Your objective: Find the word "before" in the listing; pull out each line holding it.
*****
PR #176, opened 2015-11-13
Remove the AUTHORS file and revert to a standard LICENSE.

sunfishcode:
The AUTHORS file claims to be a list of people and their organizations who have contributed to the repository, but it isn't complete in that it doesn't list many of the people who have contributed, and it doesn't list the organizations of the people it does list. 

And, the LICENSE file was modified from the original Apache text in an apparent attempt to connect it with the AUTHORS file, however the change was made in the appendix section, which only contains suggested boilerplate text for use with the license, and we aren't currently using the boilerplate.

This PR proposes to rectify these issues by reverting the LICENSE to the original text and removing the AUTHORS file for now. If there is a future need for an AUTHORS file, we can start a new one, in a deliberate way.

### DIFF
--- a/AUTHORS
+++ b/AUTHORS
@@ -1,8 +1,0 @@
-# Below is a list of people and organizations that have contributed
-# to the project.  Names should be added to the list like so:
-#
-#   Name/Organization <email address>
-
-Andreas Rossberg <rossberg@chromium.org>
-Katelyn Gadd <kg@luminance.org>
-
--- a/LICENSE
+++ b/LICENSE
@@ -186,8 +186,7 @@
       same "printed page" as the copyright notice for easier
       identification within third-party archives.
 
-   Copyright (c) 2015 repository authors, see AUTHORS file.
-
+   Copyright {yyyy} {name of copyright owner}
 
    Licensed under the Apache License, Version 2.0 (the "License");
    you may not use this file except in compliance with the License.


lukewagner:
Yes, as a spec it's weird to have any notion of copyright associated with it.  Looking at what the WHATWG does, it seems the license is all CC0 1.0 Universal (when there is a LICENSE at all) [[1](https://github.com/whatwg/compat/blob/master/LICENSE), [2](https://github.com/whatwg/mediasession/blob/master/LICENSE), [3](https://github.com/whatwg/storage/blob/master/LICENSE)].  That avoids the awkwardness of the copyright line in the current LICENSE file.  Can we just do that?

jfbastien:
Eek, yes.

Along the lines of this and #175, the source code should follow what the LICENSE file says, and contain:

> Copyright {yyyy} {name of copyright owner}

rossberg-chromium:
Complete license noob here, so fine with anything. FWIW, I just copied this from https://github.com/WebAssembly/polyfill-prototype-1/blob/master/LICENSE, so somebody may need to fix that as well. :)

sunfishcode:
Merging, as this seems like an uncontroversial first step.

@jfbastien With respect to the LICENSE strategy, another option is to do [what Luke suggested](https://github.com/WebAssembly/spec/pull/176#issuecomment-156506618). Either way, I think it's a topic for a separate issue/PR.

Issue #227, opened 2016-02-02
Questionable 'arity mismatch' - re-submitted.


JSStats:
Re-submitting https://github.com/WebAssembly/spec/issues/223 as I believe it was incorrectly closed.

This example fails with a 'arity mismatch' in the ml-proto. It is accepted by sexp-wasm.

```
(module
 (func $f1 (result i32)
   (block $l0
     (br_if (i32.const 1) $l0
       (block $l1
         (br $l1 (i32.const 1))))
     (i32.const 1))))
```

@rossberg-chromium wrote 'This is an inverse-duplicate of #179. Please reopen that if you disagree with the resolution.'

The above case appears to be significantly different to that in #179. The expected type for `block $l1` is the expected type of `block $l0` which is `i32`. The expected type and the actual type do appear to match here?  Sorry if I have missed something?

rossberg-chromium:
It actually is the very issue. The `br_if` desugars into an expression that contains
```
(block (block $l1 (br $l1 (i32.const 1))) (nop))
```
which is rejected because the inner block has type `()`.

Now, one could argue that this is primarily a problem with the specific desugaring (which will have to change anyway to reflect the new argument order). But I need to think about this a bit. The ()-subtyping is designed to give implementations (and type checkers) some leeway where they drop the values, because the difference is not observable. But that doesn't extend to label types under the current rules. With the original multi-values semantics, the above worked -- that would be an argument in favour of your request to relax break typing to what it was before. Alternatively, a more targeted change is to allow the label's type to be a subtype of its block's type. However, that would make top-down typing non-deteministic.

JSStats:
@rossberg-chromium I'm sure you know this code well, and I can barely read the Ocaml, but I would note that `br_if` seems to desugar to `if` (and then `if_else`) but when doing this manually the error no longer occurs, even adding the extra block with a fall-through nop as in your example above.

```
(module
 (func $f1 (result i32)
   (block $l0
     (if (i32.const 1)
       (br $l0
         (block $l1
           (br $l1 (i32.const 1)))))
     (i32.const 1))))
```

rossberg-chromium:
No, the actual desugaring is
```
(module
  (func $f1 (result i32)
    (block $l0
      (if_else (i32.const 1)
        (br $l0 (block $l1 (br $l1 (i32.const 1))))
        (block (block $l1 (br $l1 (i32.const 1))) (nop))
      )
      (i32.const 1)
    )
  )
)
```
[...]

PR #234, opened 2016-02-04
Put br_if conditions last.

sunfishcode:
This implements the second half of https://github.com/WebAssembly/design/pull/489.

Desugaring br_if to if+break was fairly awkward; adding br_if to the kernel
language was straightforward and avoided the awkwardness.

This change happened to expose an aspect of `br_if`'s type checking which
differed from my expectations, so I've taken the liberty of fixing that
too. See the deleted assert_invalid in test/labels.wast and the added
$br_if1 testcase. `br_if` either sends its value to the destination label
or to its own result.

### DIFF
--- a/ml-proto/host/parser.mly
+++ b/ml-proto/host/parser.mly
@@ -233,7 +233,8 @@ expr1 :
   | LOOP labeling1 labeling1 expr_list
     { fun c -> let c' = $2 c in let c'' = $3 c' in Loop ($4 c'') }
   | BR var expr_opt { fun c -> Br ($2 c label, $3 c) }
-  | BR_IF expr var expr_opt { fun c -> Br_if ($2 c, $3 c label, $4 c) }
+  | BR_IF expr var { fun c -> Br_if (None, $2 c, $3 c label) }
+  | BR_IF expr expr var { fun c -> Br_if (Some ($2 c), $3 c, $4 c label) }
   | RETURN expr_opt
     { let at1 = ati 1 in
       fun c -> Return (label c ("return" @@ at1) @@ at1, $2 c) }
--- a/ml-proto/host/parser.mly
+++ b/ml-proto/host/parser.mly
@@ -233,8 +233,8 @@ expr1 :
   | LOOP labeling1 labeling1 expr_list
     { fun c -> let c' = $2 c in let c'' = $3 c' in Loop ($4 c'') }
   | BR var expr_opt { fun c -> Br ($2 c label, $3 c) }
-  | BR_IF expr var { fun c -> Br_if (None, $2 c, $3 c label) }
-  | BR_IF expr expr var { fun c -> Br_if (Some ($2 c), $3 c, $4 c label) }
+  | BR_IF var expr { fun c -> Br_if ($2 c label, None, $3 c) }
+  | BR_IF var expr expr { fun c -> Br_if ($2 c label, Some ($3 c), $4 c) }
   | RETURN expr_opt
     { let at1 = ati 1 in
       fun c -> Return (label c ("return" @@ at1) @@ at1, $2 c) }
--- a/ml-proto/spec/ast.ml
+++ b/ml-proto/spec/ast.ml
@@ -19,7 +19,7 @@ and expr' =
   | Block of expr list
   | Loop of expr list
   | Br of var * expr option
-  | Br_if of expr option * expr * var
+  | Br_if of var * expr option * expr
   | Return of var * expr option
   | If of expr * expr
   | If_else of expr * expr * expr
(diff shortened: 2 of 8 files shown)


JSStats:
The prior type check appears to be because `br_if` returned the empty-values type, the same type that `nop` returns, and it was in the fall-through position of the `block $l` which expected a single `f32` value.

Your changes to the type checking appear to be consistent with `br_if` now returning the result of evaluating the expression and is that the case?  So when the result expression is omitted it would be equivalent to a `nop` and return the same as a `nop. When the expression is a `nop` this would be equivalent?

With the change, is there still the duplication noted in https://github.com/WebAssembly/spec/issues/227 ?  Perhaps it resolves that issue too.

This might have some interaction with https://github.com/WebAssembly/spec/pull/215

Any opinion on https://github.com/WebAssembly/design/issues/529 while your working in this area?

sunfishcode:
I don't wish to connect this issue to #215 or #227. Accordingly, I've now removed that part of the change. This PR now just contains the operand order change.

I would also like to keep this issue focused and avoid discussions of WebAssembly/design#529.

JSStats:
@sunfishcode Are you saying you don't understand the type system issues and can not answer these questions? Does it change the existing behaviour as noted in https://github.com/WebAssembly/spec/issues/227 ? Does it change the 'arity' checking as noted in https://github.com/WebAssembly/spec/pull/215 ? Or are you asking for help, do you want other people to check this and give feedback?

This does move the arguments around, and it would look better to me if the label were first, and the v8 encoding has the label depth first, it is an immediate, and having it last is also not consistent with `br` - would not block the issue on this but still your are moving them and I think we can expect you to champion this change and engage in discussion?

sunfishcode:
I'm saying I don't want the part of this PR I'm primarily interested in get lost in tangential discussions.

JSStats:
This does change the behaviour of the issue noted in https://github.com/WebAssembly/spec/issues/227 For example this now passes:

```
(module
 (func $f1 (result i32)
   (block $l0
     (br_if (block $l1
              (br $l1 (i32.const 1)))
            (i32.const 1) $l0)
     (i32.const 1))))
```

This seems a good thing to me, but there have been different opinions!

JSStats:
Fwiw is seems to be neutral wrt https://github.com/WebAssembly/spec/pull/215 The following still gives an 'arity mismatch' error:

```
(module
 (func $f1
   (block $l0
     (br_if (nop) (i32.const 1) $l0))))
```

sunfishcode:
So it does; I've now added the testcase.

ml-proto/host/parser.mly
```diff
@@ -233,7 +233,8 @@ expr1 :
   | LOOP labeling1 labeling1 expr_list
     { fun c -> let c' = $2 c in let c'' = $3 c' in Loop ($4 c'') }
   | BR var expr_opt { fun c -> Br ($2 c label, $3 c) }
-  | BR_IF expr var expr_opt { fun c -> Br_if ($2 c, $3 c label, $4 c) }
+  | BR_IF expr var { fun c -> Br_if (None, $2 c, $3 c label) }
+  | BR_IF expr expr var { fun c -> Br_if (Some ($2 c), $3 c, $4 c label) }
```
rossberg-chromium: That syntax is really odd. The argument should still go after the label, to be consistent with plain `br` (and calls). So I think this should be `BR_IF var expr expr` instead.

ml-proto/spec/ast.ml
```diff
@@ -19,7 +19,7 @@ and expr' =
   | Block of expr list
   | Loop of expr list
   | Br of var * expr option
-  | Br_if of expr * var * expr option
+  | Br_if of expr option * expr * var
```
rossberg-chromium: Similarly here: `Br_if of var * expr option * expr`.

ml-proto/spec/kernel.ml
```diff
@@ -82,6 +82,7 @@ and expr' =
   | Block of expr list                      (* execute in sequence *)
   | Loop of expr                            (* loop header *)
   | Break of var * expr option              (* break to n-th surrounding label *)
+  | Br_if of expr option * expr * var       (* conditional break *)
```
rossberg-chromium: And here.

rossberg-chromium:
Looks good modulo the argument order. It's really unfortunate that the kernel now loses orthogonality and has to duplicate the break logic, but I have no better answer either (other than removing `br_if` :) ).

sunfishcode:
@rossberg-chromium Thanks! I added a patch to put the argument after the label.

rossberg-chromium:
lgtm

sunfishcode:
Thanks!

PR #235, opened 2016-02-05
Use 0 instead of None for alignment

lukewagner:
I realized that since `0` is already an invalid alignment (currently fails the "is a power of 2" check) we don't need alignment to be an `int option`, we can simply use an `int`; no reason to have two sentinel cases.  This also makes it an epsilon simpler when talking about binary encoding.

### DIFF
--- a/ml-proto/host/lexer.mll
+++ b/ml-proto/host/lexer.mll
@@ -157,34 +157,44 @@ rule token = parse
 
   | (nxx as t)".load"
     { LOAD (fun (o, a, e) ->
-        numop t (I32_load (o, a, e)) (I64_load (o, a, e))
-                (F32_load (o, a, e)) (F64_load (o, a, e))) }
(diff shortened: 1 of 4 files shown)


sunfishcode:
Another approach would be to make alignment non-optional, and then optimize the binary encoding using the idea of including immediate values in the opcode table. That way we wouldn't need any sentinel values. What do you think?

lukewagner:
Oh right, that's even simpler and all of the encoding schemes we're talking about shouldn't benefit from having `0` vs. `4`.

lukewagner:
Updated. So 0 is back to invalid and the parser fills in natural alignment if you leave it off.  For testing purposes, explicitly setting `alignment=0` will continue to emit 0 and cause a validation error.  On a side note, this was much easier than last time I mucked loads/stores; nice job @rossberg-chromium!

sunfishcode:
lgtm

rossberg-chromium:
LGTM, I like this better as well

PR #236, opened 2016-02-05
 Support start, add testcase, and can be executed properly

haxxpop:
The following is the list of what I have done to add start functionality

- I have changed the Ast module and Kernel module to include the start function index.
- Have the start function run as soon as the module is loaded.
- In the print_module function in host/print.ml, I have added the start function to be the output to the screen
- Add test/start.wast to test the start function

Please consider if we should add this feature to the main repo

### DIFF
--- a/ml-proto/host/print.ml
+++ b/ml-proto/host/print.ml
@@ -30,7 +30,7 @@ let print_table_elem i x =
 let print_start start =
   match start with
   | Some x -> printf "start = func %d\n" x.it
-  | None -> printf "there is no start\n"
+  | None -> ()
 
 (* Ast *)
 
--- a/ml-proto/host/print.ml
+++ b/ml-proto/host/print.ml
@@ -28,9 +28,7 @@ let print_table_elem i x =
   printf "table [%d] = func %d\n" i x.it
 
 let print_start start =
-  match start with
-  | Some x -> printf "start = func %d\n" x.it
-  | None -> ()
+  Lib.Option.app (fun x -> printf "start = func %d\n" x.it) start
 
 (* Ast *)
 
--- a/ml-proto/host/print.ml
+++ b/ml-proto/host/print.ml
@@ -27,6 +27,10 @@ let print_export_sig m prefix n f =
 let print_table_elem i x =
   printf "table [%d] = func %d\n" i x.it
 
+let print_start start =
+  match start with
+  | Some x -> printf "start = func %d\n" x.it
+  | None -> printf "there is no start\n"
 
 (* Ast *)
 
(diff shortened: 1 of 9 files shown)


ml-proto/host/print.ml
```diff
@@ -27,6 +27,10 @@ let print_export_sig m prefix n f =
 let print_table_elem i x =
   printf "table [%d] = func %d\n" i x.it
 
+let print_start start =
+  match start with
+  | Some x -> printf "start = func %d\n" x.it
+  | None -> printf "there is no start\n"
```
rossberg-chromium: Nit: just don't print anything in this case.

ml-proto/spec/eval.ml
```diff
@@ -313,12 +313,18 @@ let add_export funcs ex =
...
-   host}
+  let {memory; funcs; exports; start; _} = m.it in
+  let instance =
+    {module_ = m;
+     imports;
+     exports = List.fold_right (add_export funcs) exports ExportMap.empty;
+     memory = Lib.Option.map init_memory memory;
+     host}
+  in
+  ignore (match start with
```
rossberg-chromium: Nit: Apply `ignore` more locally to the `eval_func` call.

haxxpop: What does "more locally" mean ?
Does it mean something like this ?

  (match start with 
    | Some x -> ignore (eval_func instance (lookup "function" funcs x) []) 
    | None -> ());

rossberg-chromium: Yes. In fact, you can also simplify the whole thing to
```
Lib.Option.app (fun x -> ignore (eval_func instance (lookup "function" funcs x) []) start;
```

haxxpop:
@rossberg-chromium 
I have simplified both print_start and eval_func. You can check it in the latest commit.

rossberg-chromium:
Thanks, LGTM.

jfbastien:
Will this assert out if `$foo` isn't nullary in `(start $foo)`?

haxxpop:
@jfbastien Oh, thank you. I have recently modified it to assert that it's nullary before calling eval_func.

jfbastien:
Are there tests in the spec to validate this? Or do we just not do negative tests at the moment?

haxxpop:
No, not yet. I will do it soon :)

haxxpop:
@jfbastien I added it already. There are three negative tests in test/start.wast now.

haxxpop:
@rossberg-chromium fixed :)

rossberg-chromium:
LGTM, thanks!

lukewagner:
Nice!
*****
Exercise result:
Now, one could argue that this is primarily a problem with the specific desugaring (which will have to change anyway to reflect the new argument order). But I need to think about this a bit. The ()-subtyping is designed to give implementations (and type checkers) some leeway where they drop the values, because the difference is not observable. But that doesn't extend to label types under the current rules. With the original multi-values semantics, the above worked -- that would be an argument in favour of your request to relax break typing to what it was before. Alternatively, a more targeted change is to allow the label's type to be a subtype of its block's type. However, that would make top-down typing non-deteministic.
@jfbastien Oh, thank you. I have recently modified it to assert that it's nullary before calling eval_func.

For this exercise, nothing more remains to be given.